The preferred way to use the debug kernel is to edit your kicklayout file, duplicate the current layout and in this duplicate modify the line pointing to "kernel" so it points to "kernel.debug", do not forget to change the label associated with this new layout by adding 'debug' or something. This way you will be able to choose which configuration you want to boot at any time.

Once you have setup the use of the debug kernel, you must also add some options to the kernel. Basically in order to activate the munge option of the debug kernel you must set the variable "os4_commandline" adds the keyword "munge". This part depends on your platform firmware, please report to your documentation to know how to do it, but you have to do something like "setenv os4_commandline munge" or "setenv os4_commandline=munge" (depends on your firmware), if os4_commandline is already set with another value you can concatenate using space e.g. os4_commandline 'serial munge' to have the debug output to serial port and the munge option activated.

Do not confuse environment variables with command line parameters. You cannot set kernel options via amigaboot.of like "amigaboot.of os4_commandline 'serial'" and the extra parameters will be just ignored. Instead you must set those variables via the "setenv" command in the firmware and then amigaboot.of will parse them.

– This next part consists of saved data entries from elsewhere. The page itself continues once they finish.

PR #805, opened 2018-09-10
Implement WebIDL callback interfaces

### LINKED ISSUE #258: Support WebIDL callback interfaces
https://heycam.github.io/webidl/#dfn-callback-interface

These are like dictionaries (structural, not nominal; user-defined, not host defined) for sets of callback functions.

Example:

```webidl
callback interface OpenCloseListener {
  void onOpen();
  void onClose();
};
```

These should probably be translated into traits, and then operations that take or return these should take `Box<OpenCloseListener>`.

alexcrichton:
This commit implements callback interfaces for WebIDL, the final WebIDL
construct that we were unconditionally ignoring! Callback interfaces are
implemented as dictionaries of callbacks. Single-operation callback interfaces
are also expanded when flattening to accept a `Function` as well, in accordance
with the WebIDL spec.

New features have been added to `web-sys` for all the new callback interface
types. Additionally the `EventTarget.webidl` was tweaked to not have
`EventListener?` as this is required for all functional usage and there's no
need to keep that sort of web browser compat here.

Closes #258


crates/webidl/src/first_pass.rs
```diff
@@ -690,6 +691,25 @@ impl<'src> FirstPass<'src, ()> for weedle::CallbackDefinition<'src> {
     }
 }
 
+impl<'src> FirstPass<'src, ()> for weedle::CallbackInterfaceDefinition<'src> {
+    fn first_pass(&'src self, record: &mut FirstPassRecord<'src>, _: ()) -> Result<()> {
+        if util::is_chrome_only(&self.attributes) {
+            return Ok(())
+        }
+        if self.inheritance.is_some() {
+            warn!("skipping callback interface with inheritance: {}",
```
fitzgen: Do we ever hit this in our webidls?

alexcrichton: Thankfully no! I made sure to check that before writing this :)

Issue #616, opened 2018-08-02
User-facing documentation overhaul


fitzgen:
As discussed in today's WG meeting, we are aiming for a docs overhaul / focus on being a good reference for the Rust 2018 Release Candidate milestone. That's 6 weeks from now: 2018-09-13.

Use case: generally, when I am looking up wasm-bindgen docs, I am not trying to read a whole thing, I am trying to figure out whether some specific X is supported, or how Y rust thing gets translated into JS or vice versa. Our docs should have *great* reference material for quickly answering those kinds of queries.

* [x] Split existing user-facing docs into two sections: https://github.com/rustwasm/wasm-bindgen/pull/635
  1. Prose-y whirlwind tutorial
  2. Bullet-point-y reference material

* [x] Audit CLI flags reference and make sure it is detailed and complete: https://github.com/rustwasm/wasm-bindgen/pull/637
  * Should note that usually one should use `wasm-pack` instead of running wasm-bindgen CLI by hand

* [x] Audit attributes reference and make sure it is detailed and complete
  * When I place this attribute on a struct, what does that mean? What about on a function? Which attributes are valid on which things?
  * #661 

* [x] Supported types reference
  * [x] Audit for coverage completeness: https://github.com/rustwasm/wasm-bindgen/pull/637
  * [x] Should include strategy/implementation for translation where appropriate (eg, note that `String` involves making copy)
  * [x] should be able to answer "how does X rust thing translate into JavaScript, and how do I do that?"

* [x] Audit/create specific features reference sections:
  * [x] Promises and Futures: https://github.com/rustwasm/wasm-bindgen/pull/695
  * [x] Arbitrary data with Serde: #664 
  * [x] Rust Closures: #661 
  * [x] JavaScript Closures: #661 

* [x] Include domain-specific examples of using `web-sys` in the guide (e.g. webgl, webaudio, dom manipulation, etc)

* [x] Add a "Testing with `wasm-bindgen-test`" section
  * [x] Should include isntructions for getting CI set up

* [x] How to read/write arbitrary properties on a JS object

The following kernel parameters are available:

Outputs all debug via the serial port, instead of using a memory buffer.
baudrate [N]
Sets the serial port baud rate to N.
debuglevel [N]
Sets the debuglevel to level N.
The debug level is the amount of information that should be output by the debug kernel.
Debug levels range between 0 to 20 with 0 being no debug, 5 moderate output (all warnings are 5 or lower), 10 being lots of output, and 15 being an insane amount of output (fault conditions from kernel functions are displayed), and 20 being a ludicrous amount of output (entry and exit to functions will be logged).
Note: higher levels are possible, but will produce too much output to be useful.
Sets the AttnFlags in ExecBase to a 68020 without an FPU.
Munges (fills) freed memory with a recognisable value so that illegal memory accesses can be found more easily when using both the debug and non-debug kernels.
In other words, no valid data will persist past any deallocation function, so if someone reads from memory that has just been freed, they are likely to get a pointer address to a region that will cause an exception when accessed, instead of its previous contents. The munging value written to freed memory is architecture dependant and allocation type dependant, here are some of the values you may encounter: 0xfefecafe, 0xabadcafe, 0xfefeabad, 0xabadabad, 0xfefebeef, 0xdeadbeef.
Note: This argument does nothing on a release kernel.
It is strongly recommended that you do not rename the kernel.debug file.